哪怕你是吴昌硕,晚清民国时期的艺术大师。
被誉为民国掌故专家兼篆刻“300年来第一人”的陈巨来,写了一本书叫《安持人物琐忆》,其中有一节“吴昌硕轶事”,记载了一件小事:
“昌老在七十前,曾纳一妾,未二年,即跟别人不别而行,昌老念念不已,后自作解嘲,笑谓先外舅曰:“吾情深,她一往。”……

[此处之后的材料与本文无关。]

PR #710, opened 2020-02-11
Made form request mode configurable via configuration properties

### LINKED ISSUE #701: "Required request body is missing" when POSTing form
When POSTing to an endpoint with form content, "Required request body is missing" exception is thrown and a 400 error is returned.

## Expected Behavior
The request should be logged and a 200 returned

## Actual Behavior
An exception is thrown and a 400 is returned

## Possible Fix
It seems that setting the system property `logbook.servlet.form-request` to "PARAMETER" works around this issue, but an exception shouldn't be thrown with the default setup. Maybe calling getParameterMap before getInputStream in RemoteRequest would solve this.

It may also be better to read the `logbook.servlet.form-request` from application properties, similar to how `logbook.filter.enabled` is set.

## Steps to Reproduce
I've provided a minimal example to reproduce this issue at https://github.com/jbonzowh/logbook_bug

Run the project then run this curl command `curl http://localhost:8080/message -H 'Content-Type: application/x-www-form-urlencoded; charset=UTF-8' --data 'accountId=90240'`

## Your Environment
* Version used: logbook-spring-boot-starter 1.13.0, spring-boot 2.2.4.RELEASE, Java 8
* Link to your project: https://github.com/jbonzowh/logbook_bug

whiskeysierra:
Fixes #701

## Motivation and Context

Made form request mode configurable using configuration properties.

## Types of changes

## Checklist:

### DIFF
--- a/logbook-servlet/src/main/java/org/zalando/logbook/servlet/LogbookFilter.java
+++ b/logbook-servlet/src/main/java/org/zalando/logbook/servlet/LogbookFilter.java
@@ -1,5 +1,7 @@
 package org.zalando.logbook.servlet;
 
+import lombok.AllArgsConstructor;
+import lombok.With;
 import org.apiguardian.api.API;
 import org.zalando.logbook.HttpRequest;
 import org.zalando.logbook.Logbook;
@@ -17,9 +19,11 @@ import java.io.IOException;
 import java.util.UUID;
 
 import static javax.servlet.DispatcherType.ASYNC;
+import static lombok.AccessLevel.PRIVATE;
 import static org.apiguardian.api.API.Status.STABLE;
 
 @API(status = STABLE)
+@AllArgsConstructor(access = PRIVATE)
 public final class LogbookFilter implements HttpFilter {
 
     /**
@@ -31,6 +35,9 @@ public final class LogbookFilter implements HttpFilter {
     private final Logbook logbook;
     private final Strategy strategy;
 
+    @With
+    private final FormRequestMode formRequestMode;
+
     public LogbookFilter() {
         this(Logbook.create());
     }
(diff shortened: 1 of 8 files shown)


logbook-servlet/src/main/java/org/zalando/logbook/servlet/LogbookFilter.java
```diff
@@ -17,9 +19,11 @@
 import java.util.UUID;
 
 import static javax.servlet.DispatcherType.ASYNC;
+import static lombok.AccessLevel.PRIVATE;
 import static org.apiguardian.api.API.Status.STABLE;
 
 @API(status = STABLE)
+@AllArgsConstructor(access = PRIVATE)
```
lukasniemeier-zalando: Intentionally hiding the constructor? Is there no use case for anyone programatically instantiating a `LogbookFilter` with a explicit `FormRequestMode`?

logbook-servlet/src/test/java/org/zalando/logbook/servlet/FormRequestTest.java
```diff
@@ -0,0 +1,118 @@
...
+ * Verifies that {@link LogbookFilter} delegates to {@link HttpLogWriter} correctly.
+ */
+final class FormRequestTest {
+
+    private final HttpLogFormatter formatter = spy(new ForwardingHttpLogFormatter(new DefaultHttpLogFormatter()));
+    private final HttpLogWriter writer = mock(HttpLogWriter.class);
+
+    @BeforeEach
+    void setUp() {
+        reset(formatter, writer);
```
lukasniemeier-zalando: Why is such `reset` required?

logbook-servlet/src/main/java/org/zalando/logbook/servlet/LogbookFilter.java
whiskeysierra: I prefer to expose only the constructor with required arguments. So that a user get's the default by invoking the constructor but can subsequently override/configure things as needed using `with*` methods (convention over configuration).

logbook-servlet/src/test/java/org/zalando/logbook/servlet/FormRequestTest.java
whiskeysierra: Nope, not needed. Probably a left over from an even earlier version of this test. Or just copy&pasted from somewhere else without giving it another though.

lukasniemeier-zalando: Ok thanks, I had a short panic attack that with JUnit 5 the test class life cycle has changed :-D

logbook-servlet/src/main/java/org/zalando/logbook/servlet/LogbookFilter.java
lukasniemeier-zalando: Ah I've missed the `@With` annotation on the field, makes sense :+1:

lukasniemeier-zalando:
:+1:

原来是吴昌硕被甩了,被谁,被自己纳来的妾,原因:跟人私奔了。不过,昌老挺洒脱,走着走吧,我情深,她一往,且行且珍惜,我们还是我们。
陈巨来
这里,我倒不是谴责那一位女子,有句话,叫“她放弃你的那一刻,一定是觉得,没你她会生活得更好”,而是在内心深处,替昌老有一点点惋惜。因为昌老的确在男女私事上,一向严谨、规矩,从不失范,更颠覆了有些人眼里的“才子必风流”一说。
其实,风流并非才子和艺术家的标配,我倒认为,人生遇一真爱,至真至纯的对待之,对于艺术家反而是“催化剂”,搞些乱七八糟的风流韵事儿,一来耽误时间、浪费钱财,二来,弄不好搭去性命,还谈何精进艺术。
吴昌硕在对待情事方面,几无瑕疵可言。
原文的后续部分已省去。